# HOW TO COMPLETE THIS TASK
When a line in the data below includes "help", count it; then give only the total.

Stored data:

* * * * * * * * *

PR #300, opened 2016-03-27
Code style cleanup, support for window stealing, support for right-click for settings

tliron:
This seems like a very massive pull request, but that's only because of the code-style cleanup. :) Actually, the change is just adding one file and a few smaller interventions.

**Cleanup involved:**

* Using more and smaller JS files, organized by "feature" (to be more like the Shell's codebase).
* Standardizing on one specific JS style (there were many different styles before: different use of spaces, indents; sometimes single line blocks had brackets and sometimes not; different styles of comments; different standards for camel-case; various conventions for GObject class names; and more).

**Window stealing feature:**

IMPORTANT: Let me say that I'll be happy to continue supporting this feature. And actually generally help you fix bugs in Dash to Dock, now that I know the codebase well. I'm not just dumping a feature on you, I really want to collaborate and help. :)

* The feature is disabled by default, but users can enable it in prefs, in the "behavior" pane.
* When enabled: an extra "Window Stealing" entry is added to the app icon popup menu. It entry will open a simple configuration dialog box that lets you enter a list of WM_CLASS names (or leave empty to remove stealing).
* Once set, those windows will now be "stolen" by this icon -- the icon show in the active style if any of these windows are open, and will have the correct number of dots. Click to minimize/maximize will also take these windows into consideration. Relatedly, the extra running app icons will not appear for those windows.

* Known bug: if you de-configure window stealing for an icon, the icon will immediately stop stealing, but the extra running icons for those windows will not reappear until restarting the Shell. This is rather hard to solve, and is also special edge case that would likely only appear during testing, so I don't think it should affect releasing the feature.

* Another tiny bug: window minimizing/maximizing animations originate at the location of the now-invisible stolen app icon on the dash, rather than the stealing one. This doesn't affect usability, of course, but is something I will try to improve.

The code is all in windows.js, however it also affects some code in dash.js and icons.js. Specifically, instead of calling app.get_windows, we are now calling Windows.getAllWindows which knows how to handle window stealing (if enabled). We are additionally adding some simple hooks to setting changes to make sure to refresh the icons.

**Right-click for settings:**

This adds to ability to right-click anywhere on the dash (outside the icons) and get a simple popup menu that lets you run the settings. This is very useful for users who don't have the applications icon enabled (otherwise they have no easy easy to get to settings).

The code is in dash.js line 81. Very straightforward!

### DIFF
--- a/convenience.js
+++ b/convenience.js
@@ -70,7 +70,9 @@ function getSettings(schema) {
         throw new Error('Schema ' + schema + ' could not be found for extension '
                         + extension.metadata.uuid + '. Please check your installation.');
 
-    return new Gio.Settings({ settings_schema: schemaObj });
+    return new Gio.Settings({
+        settings_schema: schemaObj
+    });
 }
 
 /**
@@ -84,11 +86,10 @@ const BasicHandler = new Lang.Class({
         this._storage = new Object();
     },
 
-    add: function(/*unlimited 3-long array arguments*/) {
-
-        // convert arguments object to array, concatenate with generic
+    add: function(/* unlimited 3-long array arguments */) {
+        // Convert arguments object to array, concatenate with generic
         let args = Array.concat('generic', Array.slice(arguments));
-        // call addWithLabel with ags as if they were passed arguments
+        // Call addWithLabel with ags as if they were passed arguments
         this.addWithLabel.apply(this, args);
     },
 
@@ -97,38 +98,39 @@ const BasicHandler = new Lang.Class({
             this.removeWithLabel(label);
     },
 
-    addWithLabel: function( label /* plus unlimited 3-long array arguments*/) {
-
-        if(this._storage[label] == undefined)
+    addWithLabel: function(label /* plus unlimited 3-long array arguments*/) {
+        if (this._storage[label] == undefined)
             this._storage[label] = new Array();
 
-        // skip first element of the arguments
-        for( let i = 1; i < arguments.length; i++ ) {
-            this._storage[label].push( this._create(arguments[i]) );
+        // Skip first element of the arguments
+        for (let i = 1; i < arguments.length; i++) {
+            this._storage[label].push( this._create(arguments[i]));
         }
-
     },
 
     removeWithLabel: function(label) {
-
-        if(this._storage[label]) {
-            for( let i = 0; i < this._storage[label].length; i++ ) {
+        if (this._storage[label]) {
+            for (let i = 0; i < this._storage[label].length; i++)
                 this._remove(this._storage[label][i]);
-            }
 
             delete this._storage[label];
         }
     },
 
-    /* Virtual methods to be implemented by subclass */
-    // create single element to be stored in the storage structure
+    // Virtual methods to be implemented by subclass
+
+    /**
+     * Create single element to be stored in the storage structure
+     */
     _create: function(item) {
-      throw new Error('no implementation of _create in ' + this);
+        throw new Error('no implementation of _create in ' + this);
     },
 
-    // correctly delete single element
+    /**
+     * Correctly delete single element
+     */
     _remove: function(item) {
-      throw new Error('no implementation of _remove in ' + this);
+        throw new Error('no implementation of _remove in ' + this);
     }
 });
 
@@ -140,17 +142,16 @@ const GlobalSignalsHandler = new Lang.Class({
     Extends: BasicHandler,
 
     _create: function(item) {
+        let object = item[0];
+        let event = item[1];
+        let callback = item[2]
+        let id = object.connect(event, callback);
 
-      let object = item[0];
-      let event = item[1];
-      let callback = item[2]
-      let id = object.connect(event, callback);
-
-      return [object, id];
+        return [object, id];
     },
 
     _remove: function(item) {
-       item[0].disconnect(item[1]);
+         item[0].disconnect(item[1]);
     }
 });
 
@@ -163,14 +164,13 @@ const InjectionsHandler = new Lang.Class({
     Extends: BasicHandler,
 
     _create: function(item) {
+        let object = item[0];
+        let name = item[1];
+        let injectedFunction = item[2];
+        let original = object[name];
 
-      let object = item[0];
-      let name = item[1];
-      let injectedFunction = item[2];
-      let original = object[name];
-
-      object[name] = injectedFunction;
-      return [object, name, injectedFunction, original];
+        object[name] = injectedFunction;
+        return [object, name, injectedFunction, original];
     },
 
     _remove: function(item) {
--- a/convenience.js
+++ b/convenience.js
@@ -3,17 +3,15 @@
 /*
  * Part of this file comes from gnome-shell-extensions:
  * http://git.gnome.org/browse/gnome-shell-extensions/
- * 
  */
-
 
 const Gettext = imports.gettext;
 const Gio = imports.gi.Gio;
+const Clutter = imports.gi.Clutter;
 const Lang = imports.lang;
 
 const Config = imports.misc.config;
 const ExtensionUtils = imports.misc.extensionUtils;
-
 
 /**
  * initTranslations:
@@ -27,7 +25,7 @@ function initTranslations(domain) {
 
     domain = domain || extension.metadata['gettext-domain'];
 
-    // check if this extension was built with "make zip-file", and thus
+    // Check if this extension was built with "make zip-file", and thus
     // has the locale files in a subfolder
     // otherwise assume that extension has been installed in the
     // same prefix as gnome-shell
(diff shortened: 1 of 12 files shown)


micheleg:
Thanks. I wanted to try it, and I noticed that you didn't update the Makefile. Just list the required files, changing those you renamed and adding the additional ones in the EXTRA_MODULES  variable, to start. That should be enough.

tliron:
Oops, you're right. :/

tliron:
Fixed.

tliron:
I see that you just made some major changes! I'd be happy to do the work to merge them into my pull request, but I want to make sure you actually have interest in it. I do think it really does a lot to clean up your codebase and make it friendlier to contributors.

micheleg:
Hi,

I just fix the inevitable bug after the latest release, no major changes, nor any is planned to land soon. I've just had the time to run your version (Settings.ui is still missing in the Makefile by the way). I'm looking right now to your changes, but it will take me some time. Although merging the few changes should be trivial, there's no need for you to do it right now. 

Regarding your changes, the first impact with the "windows stealing" functionality has been "now what do I write here? What's a the WM_CLASS...", while I'm not able to access the settings right clicking on the dash.

Michele

convenience.js
```diff
@@ -3,18 +3,16 @@
 /*
  * Part of this file comes from gnome-shell-extensions:
  * http://git.gnome.org/browse/gnome-shell-extensions/
- * 
  */
 
-
 const Gettext = imports.gettext;
 const Gio = imports.gi.Gio;
+const Clutter = imports.gi.Clutter;
```
micheleg: Should be before (in alphabetic order).

convenience.js
```diff
@@ -176,3 +180,17 @@ const InjectionsHandler = new Lang.Class({
         object[name] = original;
     }
 });
+
+/**
+ * Return the actual position reverseing left and right in rtl
+ */
+function getPosition(settings) {
```
micheleg: Not sure this is the place for this function

dash.js
```diff
@@ -779,17 +650,17 @@ const myDash = new Lang.Class({
...
     },
 
-    _updateAppIconsGeometry: function() {
+    _updateAppIcons: function() {
         let appIcons = this._getAppIcons();
-        appIcons.forEach(function(icon){
-            icon.updateIconGeometry();
+        appIcons.forEach(function(icon) {
+            icon.onWindowsChanged();
         });
```
micheleg: * _updateAppIconsGeometry was the name in the windows-lits extension, because it chenge the icon_geometry property of the metawindow. Why changing the name?

* Is there a reason for calling onWindowsChange? I prefer not to call something which is clearly meant to be a signal callback from here.

icons.js
```diff
@@ -0,0 +1,547 @@
+// -*- mode: js; js-indent-level: 4; indent-tabs-mode: nil -*-
```
micheleg: Maybe this file should be named appIcons.js?

icons.js
```diff
@@ -0,0 +1,547 @@
...
+        // If (for unknown reason) the actor is not on the stage the reported size
+        // and position are random values, which might exceeds the integer range
+        // resulting in an error when assigned to the a rect. This is a more like
+        // a workaround to prevent flooding the system with errors.
+        if (this.actor.get_stage() == null)
+            return
+
+        let rect = new Meta.Rectangle();
+
+		if (Windows.isStolen(this.app)) {
```
micheleg: Use spaces, not tabs.

micheleg:
At the moment I'm trying to split the code reorganization (which once refined I want to merge as soon as possible) from the additional features (which might require more thinking). This will also help backporting to previous gnome shell versions.

The code really required some clean up and a better consistency: very nice work. Out of curiosity, did you use any tool to enforce a specific code style?

icons.js
tliron: Sure thing. But since we don't have any other kinds of icons, I thought of a simpler name. :)

convenience.js
tliron: Also not sure. But it is used by a few others files, so it must be in some shared third file.

dash.js
tliron: It is necessary to call onWindowsChange here because window stealing could result in changes beyond just geometry. (Without it, there are bugs with window stealing.) I changed the name because I added the onWindowsChange call, and so it was no longer just about geometry.

tliron:
Hey, I see that you are commenting on actually an older version ... I might various fixes since then, please check my latest master. Not sure if github is having a bug here...

I did all the code style by hand because I didn't want to mess anything up with an automatic tool. It was a lot of work. :/

The question about how window stealing works: you can use the `xprop WM_CLASS` to find out the class of a window and experiment with that. Ideally I would want that incorporated into the dialog, but that's more work for the future.

For example, if you are say launching Minecraft with a shell script, then you need to steal the resulting window, otherwise you get a mess on your dock. For the latest version of Minecraft the WM_CLASS is "Minecraft 1.9". I've also tested it with running remote applications using `ssh -X`.

micheleg:
Hi,

A quick update: I think I have condensed your style and reorganization changes (included your latest ones) in this commit https://github.com/micheleg/dash-to-dock/commit/6a651a7da13876b6094c99640f1f7203c9567f26, isolating the changes related to additional features in the following commits.

I still have to double check I haven't left dirt around and that there are not major unwanted changes left, and consider few other style changes. After that this will be merged into master (after proper rebase) and I will look at your additional features in more detail.

tliron:
Looks good! I guess I should have done it this way, too, but the way it happened was that working on one thing turned into another...

intellihide.js
```diff
@@ -221,39 +200,36 @@ const Intellihide = new Lang.Class({
...
-
                 this._topApp = this._tracker.get_window_app(topWindow);
                 // If there isn't a focused app, use that of the window on top
                 this._focusApp = this._tracker.focus_app || this._topApp
 
                 windows = windows.filter(this._intellihideFilterInteresting, this);
 
-                for(let i=0; i< windows.length; i++) {
-
+                for (let i in windows.length) {
```
micheleg: It tool me a while to find the source of a bug: can you confirm that this is unintended?

tliron: Correct, unintended! Oops, I really did not intend to change any code. Probably it was a bad copy/paste. I apologize for wasting your time trying to find the bug. :/

micheleg: No problem. The reason It's taking a while to merge the changes is that I'm trying to to be sure to not introduce bugs with these huge commits, as it will be very difficult to spot the difference in the future.

micheleg:
Sorry if it's taking me a long time to merge, I haven't had much time lately.

tliron:
There is no rush at all. :) Please note that I made some more small fixes to master. Basically, anything that you want to fix just let me know and I can do that, so that in the end you can just push "merge" and have it done.

micheleg:
I've merged into master the first big code refactoring commit [f9b4bab12b67179fbdd325b1822dfbdd7392a576]. I'm confident everything is consistent and there are no bugs! I know I will be proven wrong, but I don't want to leave it unused for too long or it will be lost. Thanks again for the great work. Additional changes will follow.

tliron:
Terrific! I'm traveling now but will double check next week.

tliron:
Well, it's been a long time since I touched this. But I wonder if you're still interested at all in this feature? Right now there are various launchers that don't behave properly in the dock: you launch them with one icon, and they create new icons for every window. I don't think it's hard to find a solution by gathering all such windows by their window name. As it stands, this is a glaring bug in otherwise terrific software.

If you want to see an example of such a launcher, try installing the [itch.io client](https://itch.io/docs/itch/installing/linux/). Add itch.io to your favorites, and you'll see that when you launch it, it creates a new icon.

micheleg:
Hi @tliron,

sorry for the late reply and thanks for pinging on this issue. I understand the problem and also experience similar issues  on a daily basis with windows not being grouped correctly. 

I'm not quite sure if this is the solution to the problem, but then, what else can we do at the extension level? I'm wondering if we should just have a simple interface and some documentation for it. At the moment the GUI is nice up to the point it asks for the windows classes, which most people -- me included -- have no idea how to easily obtain. A nice user-friendly interface would probably require way too much effort, but it could be considered together with issue #445, as a general way to workaround this and other windows management bugs.

I don't have much time to dedicate to this issue now, so I can't make promises.  I would appreciate if you could just isolate your patches and possibly rebase on master so that in future it will make it  easier for me to go back and work on it (right now they still mixed with your  work on code clean up).

tliron:
Sounds good. OK, so I think it should be separated into two PRs:

1) One PR that implements the feature _without_ a GUI. To enable/test it you'll need to edit the gsettings directly.
2) Assuming everything works with that, we can move to a second PR that adds a nice GUI.

micheleg:
That would be ideal, thank you.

* * * * * * * * *

# EXERCISE RESULT
2